# What to produce
Find the line containing "francoischalifour: Ah right, we" in the entries below. Restate it and each line after it, word for word, up to and including the line containing "CleanShot 2021-07-21 at 16 05 07@2x".

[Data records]
Segment Open

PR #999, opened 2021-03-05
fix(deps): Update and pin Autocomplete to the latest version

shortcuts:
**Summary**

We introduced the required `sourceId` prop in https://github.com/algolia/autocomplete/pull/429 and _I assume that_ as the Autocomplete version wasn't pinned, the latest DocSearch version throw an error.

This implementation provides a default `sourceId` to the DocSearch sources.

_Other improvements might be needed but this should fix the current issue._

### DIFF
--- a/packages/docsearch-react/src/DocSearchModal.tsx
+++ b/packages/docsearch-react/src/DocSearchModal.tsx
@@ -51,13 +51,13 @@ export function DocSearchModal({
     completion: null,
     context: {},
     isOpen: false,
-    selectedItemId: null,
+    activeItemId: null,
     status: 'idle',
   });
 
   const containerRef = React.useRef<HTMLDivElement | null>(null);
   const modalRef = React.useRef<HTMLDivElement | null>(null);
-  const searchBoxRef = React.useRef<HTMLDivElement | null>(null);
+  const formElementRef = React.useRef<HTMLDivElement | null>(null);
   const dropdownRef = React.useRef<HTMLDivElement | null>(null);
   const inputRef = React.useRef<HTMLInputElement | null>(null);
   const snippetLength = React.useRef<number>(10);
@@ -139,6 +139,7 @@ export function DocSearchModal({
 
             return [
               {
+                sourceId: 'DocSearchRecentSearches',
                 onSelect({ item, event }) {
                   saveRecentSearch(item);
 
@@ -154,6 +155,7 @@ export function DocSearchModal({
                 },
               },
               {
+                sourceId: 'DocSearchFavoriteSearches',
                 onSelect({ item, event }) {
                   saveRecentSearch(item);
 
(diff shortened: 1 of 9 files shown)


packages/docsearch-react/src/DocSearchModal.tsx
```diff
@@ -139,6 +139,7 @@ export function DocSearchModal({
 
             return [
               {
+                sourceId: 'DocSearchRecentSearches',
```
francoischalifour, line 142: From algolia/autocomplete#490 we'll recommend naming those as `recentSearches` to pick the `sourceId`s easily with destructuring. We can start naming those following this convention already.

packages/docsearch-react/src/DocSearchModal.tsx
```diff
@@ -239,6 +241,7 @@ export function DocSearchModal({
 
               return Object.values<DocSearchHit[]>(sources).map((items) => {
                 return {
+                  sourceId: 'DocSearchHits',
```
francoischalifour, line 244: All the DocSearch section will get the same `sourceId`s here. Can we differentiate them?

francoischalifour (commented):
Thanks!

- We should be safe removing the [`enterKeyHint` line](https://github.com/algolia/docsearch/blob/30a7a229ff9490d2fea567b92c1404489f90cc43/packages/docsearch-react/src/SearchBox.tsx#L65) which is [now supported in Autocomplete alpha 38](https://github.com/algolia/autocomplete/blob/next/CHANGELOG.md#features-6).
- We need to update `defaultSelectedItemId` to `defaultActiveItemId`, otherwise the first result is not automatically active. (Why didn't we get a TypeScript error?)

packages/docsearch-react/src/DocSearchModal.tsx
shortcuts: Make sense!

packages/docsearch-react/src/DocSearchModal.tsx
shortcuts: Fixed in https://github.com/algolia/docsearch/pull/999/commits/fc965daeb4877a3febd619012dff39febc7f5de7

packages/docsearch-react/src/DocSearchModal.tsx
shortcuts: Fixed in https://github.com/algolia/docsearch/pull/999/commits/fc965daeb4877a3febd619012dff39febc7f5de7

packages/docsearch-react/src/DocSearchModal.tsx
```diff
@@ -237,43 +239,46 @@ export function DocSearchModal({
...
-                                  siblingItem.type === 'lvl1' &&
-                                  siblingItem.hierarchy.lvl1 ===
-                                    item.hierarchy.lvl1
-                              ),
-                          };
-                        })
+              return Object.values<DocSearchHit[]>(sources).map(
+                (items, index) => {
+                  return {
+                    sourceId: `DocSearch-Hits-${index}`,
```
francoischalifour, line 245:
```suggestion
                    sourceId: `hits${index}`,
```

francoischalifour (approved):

Segment Closed
Segment Open

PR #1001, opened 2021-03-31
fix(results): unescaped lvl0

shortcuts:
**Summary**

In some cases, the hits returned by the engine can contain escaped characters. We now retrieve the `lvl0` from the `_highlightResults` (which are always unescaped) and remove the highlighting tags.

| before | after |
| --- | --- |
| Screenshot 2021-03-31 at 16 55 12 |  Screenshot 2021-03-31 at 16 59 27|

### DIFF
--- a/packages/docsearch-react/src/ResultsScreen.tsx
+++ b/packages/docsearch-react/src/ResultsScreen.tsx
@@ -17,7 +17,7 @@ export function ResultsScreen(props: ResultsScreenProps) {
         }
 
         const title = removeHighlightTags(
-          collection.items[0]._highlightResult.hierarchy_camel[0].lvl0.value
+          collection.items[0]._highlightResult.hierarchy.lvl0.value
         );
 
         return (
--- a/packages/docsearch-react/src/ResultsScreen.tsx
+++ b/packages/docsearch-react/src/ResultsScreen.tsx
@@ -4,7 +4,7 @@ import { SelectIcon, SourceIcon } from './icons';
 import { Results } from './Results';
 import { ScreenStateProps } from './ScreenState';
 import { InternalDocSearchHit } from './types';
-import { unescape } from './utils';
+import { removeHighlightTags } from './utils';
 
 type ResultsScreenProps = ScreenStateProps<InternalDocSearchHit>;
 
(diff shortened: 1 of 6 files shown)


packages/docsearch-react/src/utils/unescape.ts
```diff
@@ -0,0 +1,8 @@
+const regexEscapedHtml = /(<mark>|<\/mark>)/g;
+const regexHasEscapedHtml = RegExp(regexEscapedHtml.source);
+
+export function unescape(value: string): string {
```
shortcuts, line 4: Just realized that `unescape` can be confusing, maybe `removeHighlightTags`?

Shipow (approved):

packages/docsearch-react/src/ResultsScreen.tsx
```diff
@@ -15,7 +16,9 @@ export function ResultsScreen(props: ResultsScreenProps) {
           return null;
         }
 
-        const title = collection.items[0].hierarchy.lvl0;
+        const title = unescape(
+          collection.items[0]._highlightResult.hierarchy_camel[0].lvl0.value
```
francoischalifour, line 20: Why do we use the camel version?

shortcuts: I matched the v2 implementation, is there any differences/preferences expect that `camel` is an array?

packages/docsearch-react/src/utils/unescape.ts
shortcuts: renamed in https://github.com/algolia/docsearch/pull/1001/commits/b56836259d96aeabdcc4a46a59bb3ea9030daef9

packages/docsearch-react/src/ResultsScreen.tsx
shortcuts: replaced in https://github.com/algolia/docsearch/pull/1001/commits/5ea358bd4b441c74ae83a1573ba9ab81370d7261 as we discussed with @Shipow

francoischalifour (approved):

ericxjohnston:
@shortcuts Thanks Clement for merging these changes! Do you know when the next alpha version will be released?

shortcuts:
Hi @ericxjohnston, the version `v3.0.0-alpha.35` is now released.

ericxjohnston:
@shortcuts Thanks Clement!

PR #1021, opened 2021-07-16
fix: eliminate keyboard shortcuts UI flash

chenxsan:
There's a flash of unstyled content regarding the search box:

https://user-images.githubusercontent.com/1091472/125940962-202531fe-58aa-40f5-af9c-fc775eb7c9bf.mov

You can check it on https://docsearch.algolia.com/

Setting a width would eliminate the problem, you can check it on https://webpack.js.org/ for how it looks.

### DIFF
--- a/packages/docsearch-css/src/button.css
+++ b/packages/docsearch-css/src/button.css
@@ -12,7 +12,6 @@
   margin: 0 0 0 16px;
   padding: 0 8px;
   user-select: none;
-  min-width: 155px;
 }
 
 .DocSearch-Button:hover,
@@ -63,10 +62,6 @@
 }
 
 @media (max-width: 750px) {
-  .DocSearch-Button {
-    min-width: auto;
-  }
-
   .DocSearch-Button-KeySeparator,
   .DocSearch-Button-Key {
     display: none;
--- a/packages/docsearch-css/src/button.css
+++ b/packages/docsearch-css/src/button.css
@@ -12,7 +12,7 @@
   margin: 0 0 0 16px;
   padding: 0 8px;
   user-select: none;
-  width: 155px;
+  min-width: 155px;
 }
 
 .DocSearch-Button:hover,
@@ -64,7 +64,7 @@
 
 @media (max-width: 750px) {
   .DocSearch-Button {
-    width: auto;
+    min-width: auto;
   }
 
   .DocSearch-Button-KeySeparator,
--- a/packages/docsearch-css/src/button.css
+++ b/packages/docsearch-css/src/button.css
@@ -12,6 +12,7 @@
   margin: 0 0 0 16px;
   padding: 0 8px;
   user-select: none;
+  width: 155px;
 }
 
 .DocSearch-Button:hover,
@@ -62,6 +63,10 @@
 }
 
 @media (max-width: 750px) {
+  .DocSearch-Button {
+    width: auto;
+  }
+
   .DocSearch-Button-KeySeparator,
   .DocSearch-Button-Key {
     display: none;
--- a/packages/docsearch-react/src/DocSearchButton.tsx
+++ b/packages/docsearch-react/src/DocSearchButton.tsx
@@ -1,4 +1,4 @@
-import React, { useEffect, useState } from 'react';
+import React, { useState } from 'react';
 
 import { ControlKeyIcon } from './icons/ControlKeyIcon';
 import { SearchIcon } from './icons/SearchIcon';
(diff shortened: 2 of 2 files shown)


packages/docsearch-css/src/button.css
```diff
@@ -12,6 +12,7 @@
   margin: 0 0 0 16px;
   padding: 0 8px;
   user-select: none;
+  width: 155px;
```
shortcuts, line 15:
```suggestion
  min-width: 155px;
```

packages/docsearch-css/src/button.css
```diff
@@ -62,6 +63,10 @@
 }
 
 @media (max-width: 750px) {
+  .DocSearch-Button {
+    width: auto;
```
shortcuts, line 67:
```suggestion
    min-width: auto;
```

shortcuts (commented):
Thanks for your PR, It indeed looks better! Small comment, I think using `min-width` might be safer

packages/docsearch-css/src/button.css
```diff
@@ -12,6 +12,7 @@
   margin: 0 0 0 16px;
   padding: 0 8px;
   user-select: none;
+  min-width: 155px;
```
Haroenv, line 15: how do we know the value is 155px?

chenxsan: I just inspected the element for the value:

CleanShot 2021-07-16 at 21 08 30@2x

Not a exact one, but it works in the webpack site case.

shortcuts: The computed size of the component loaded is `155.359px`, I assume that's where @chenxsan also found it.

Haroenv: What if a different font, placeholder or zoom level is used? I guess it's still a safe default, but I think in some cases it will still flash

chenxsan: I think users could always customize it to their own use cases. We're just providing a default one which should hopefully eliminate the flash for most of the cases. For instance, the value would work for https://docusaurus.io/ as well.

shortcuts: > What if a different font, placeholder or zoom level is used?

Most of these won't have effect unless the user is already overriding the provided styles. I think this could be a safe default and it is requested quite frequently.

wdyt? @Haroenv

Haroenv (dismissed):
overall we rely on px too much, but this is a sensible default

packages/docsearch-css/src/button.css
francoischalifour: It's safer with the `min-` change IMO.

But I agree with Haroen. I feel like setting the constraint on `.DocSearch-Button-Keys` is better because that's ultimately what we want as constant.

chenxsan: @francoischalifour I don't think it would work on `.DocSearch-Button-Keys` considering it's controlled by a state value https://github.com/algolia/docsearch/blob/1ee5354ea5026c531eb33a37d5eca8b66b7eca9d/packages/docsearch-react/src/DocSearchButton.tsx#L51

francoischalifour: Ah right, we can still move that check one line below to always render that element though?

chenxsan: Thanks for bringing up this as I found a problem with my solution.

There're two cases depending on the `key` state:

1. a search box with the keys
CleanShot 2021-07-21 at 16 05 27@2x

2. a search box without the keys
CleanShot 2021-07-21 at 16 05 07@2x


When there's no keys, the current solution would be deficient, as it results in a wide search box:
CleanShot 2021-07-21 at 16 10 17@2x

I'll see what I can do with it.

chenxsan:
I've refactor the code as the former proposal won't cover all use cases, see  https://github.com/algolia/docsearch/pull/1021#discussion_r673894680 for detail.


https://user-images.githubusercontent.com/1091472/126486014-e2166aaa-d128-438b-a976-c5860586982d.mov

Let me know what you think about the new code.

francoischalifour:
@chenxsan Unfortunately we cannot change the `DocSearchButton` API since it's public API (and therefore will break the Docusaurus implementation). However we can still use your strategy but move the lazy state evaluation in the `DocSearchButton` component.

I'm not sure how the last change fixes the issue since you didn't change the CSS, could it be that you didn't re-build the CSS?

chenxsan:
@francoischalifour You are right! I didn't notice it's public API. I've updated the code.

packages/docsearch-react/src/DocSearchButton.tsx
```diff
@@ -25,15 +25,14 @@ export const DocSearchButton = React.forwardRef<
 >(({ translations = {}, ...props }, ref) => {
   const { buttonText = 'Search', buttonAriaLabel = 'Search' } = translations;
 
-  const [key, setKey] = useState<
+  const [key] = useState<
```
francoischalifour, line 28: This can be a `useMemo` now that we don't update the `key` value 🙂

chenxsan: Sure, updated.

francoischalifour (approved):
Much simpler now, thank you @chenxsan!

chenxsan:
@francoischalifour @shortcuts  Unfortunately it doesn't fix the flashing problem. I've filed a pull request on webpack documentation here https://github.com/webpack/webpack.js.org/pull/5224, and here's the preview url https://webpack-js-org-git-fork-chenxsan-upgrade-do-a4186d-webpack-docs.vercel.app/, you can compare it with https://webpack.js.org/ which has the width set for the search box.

Segment Closed
Segment Open

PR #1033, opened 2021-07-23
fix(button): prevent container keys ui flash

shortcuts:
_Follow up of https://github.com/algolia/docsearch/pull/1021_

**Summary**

Segment Closed

# Task answer
francoischalifour: Ah right, we can still move that check one line below to always render that element though?

chenxsan: Thanks for bringing up this as I found a problem with my solution.

There're two cases depending on the `key` state:

1. a search box with the keys
CleanShot 2021-07-21 at 16 05 27@2x

2. a search box without the keys
CleanShot 2021-07-21 at 16 05 07@2x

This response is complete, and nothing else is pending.